One CIO was particularly disturbed by this and has taken an alternative and very successful approach.  He shutdown all IT defined projects and banked his budget allocations.  In these times this was a very out of band decision.  He then went to his peers and asked them their business requirements to be delivered and operated by IT.  Those who were clear and specific received a business plan with service deliverables for their requirements.  Those who had no specific requirements received nothing.

In pretty darn short order, an executive meeting was called to find out what was going on.  The CIO explained his goal to be a service provider to the business and his intent to development service plans with each business unit needing the IT organization’s services.  He then offered to take little direct funding, instead proposing that the business units solicit the funding to “purchase” services from IT.  He was challenged immediately being asked if that meant that services could be purchased from externals.  To the surprise of his peers he said yes.  When his boss asked him if he was feeling well, he replied saying that if his organization could not deliver the required services, the business was best served by going outside.
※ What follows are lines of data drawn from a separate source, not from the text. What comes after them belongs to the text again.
PR #302, opened 2023-11-23
WIP: Validate finish line

taldcroft:
## Description

WIP for the following:
- [ ] Use higher precision Sun position for off_nom_roll state to remove those violations
- [ ] Fix SPM violations (either with tolerance or fixing a root-cause issue)
- [ ] Email notification to `aca` for violations
- [ ] General code tidy as warranted

### Unit tests

- [ ] No unit tests
- [ ] Mac
- [ ] Linux
- [ ] Windows

- [ ] [PLATFORM]:

### Functional tests

No functional testing.


kadi/scripts/validate_states.py
```diff
@@ -4,13 +4,17 @@
...
 from cheta import fetch
+from cxotime import CxoTime, CxoTimeLike
 
 import kadi
-from kadi.commands import conf, validate
+import kadi.commands
+from kadi.commands.validate import Validate
 
-logger = logging.getLogger(__name__)
+logger = logging.getLogger("kadi")
```
taldcroft, line 17: This makes the logger use the same output format as the rest.

kadi/scripts/validate_states.py
```diff
@@ -68,15 +205,22 @@ def main(args=None):
     maude.conf.cache_msid_queries = True
     fetch.CACHE = True
 
-    if opt.in_work:
-        conf.include_in_work_command_events = True
+    kadi.commands.conf.include_in_work_command_events = opt.in_work
```
taldcroft, line 208: In the unlikely event that a user has set the configuration in a file, the code now overrides that. I.e. the command line option wins.

kadi/scripts/validate_states.py
```diff
@@ -56,6 +67,132 @@ def get_opt():
...
+    """Send an email alert for validation violations.
+
+    Parameters
+    ----------
+    text : str
+        Text for email
+    opt : argparse.Namespace
+        Command-line options
+    """
+    from acdc.common import send_mail
```
jeanconn, line 189: acdc is presently a non-fsds package.  One of the reasons we let it go there was the idea that this acdc.common send mail import was *also* only used by other non-fsds packages.  So I see this new import in kadi validation as suggesting one of several paths:
1) Follow through and copy/move this send_mail into something like ska_helpers
2) Put acdc back into ska3-flight
3) Put this kadi validation and trending into a separate non-fsds package instead of kadi proper
4) Leave it like this and leave acdc in non-fsds packages but realize the validation reporting then depends on a package outside of flight (practically, the validation is likely going to be run from HEAD ska3/flight which will have acdc installed).

taldcroft: Good point. Let's go with 4 right now. Tests should still pass without acdc installed. I have been bothered by having this utility living in acdc so this will get fixed in a reasonable time scale.

jeanconn (approved):

kadi/scripts/validate_states.py
```diff
@@ -47,6 +51,13 @@ def get_opt():
         action="store_true",
         help="Include in-work events in validation (for checking new events)",
     )
+    parser.add_argument(
+        "--email",
+        action="append",
+        dest="emails",
+        default=[],
+        help='Email address for notification (multiple allowed, use "TEST" for testing)',
```
jeanconn, line 59: Oh, I don't know if it is useful to document in here that this TEST thing is a feature of acdc.common.send_mail where it just logs the output.

taldcroft: It will be documented when that function gets a new home in ska_helpers.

Three months on a number of unique outcomes had occurred.  First, each “customer” had a documented service level agreement in place with IT with specific requirements, deliverables, bonuses and penalties.  Second, one of the challengers had arranged with IT to act as the reviewer of third party proposals to deliver some unique and specific services for which IT received funding to do the work.  Lastly, the CIO no longer felt ignored or respected less and neither did his team.  It goes to a simple concept.  His team really delivered when clear measurement and accountability was adopted, and because the service agreements were documented there was no “spec creep” because all parties had agreed on the deliverables.

Business outcomes included a reduction in third party consultants and contractors on seemingly endless projects, the ability to provide training to the IT and non-IT staff and a much tighter relationship between IT and its internal customers.

Is it all perfect?  No.  I still hear the need to provide a dashboard that coalesces the service level agreement deliverables that can be accessed by the internal customer without having to ask IT to provide it.  This of course provided the opportunity for an entry discussion on Novell’s Business Services Management offerings.  We aren’t close yet, but I wanted to share this approach with you.  The concepts have raised the level of awareness of the contribution of IT and in some cases have actually pulled more funding into projects to be delivered by IT than in the past would never have seen the light of day if only IT had been driving them.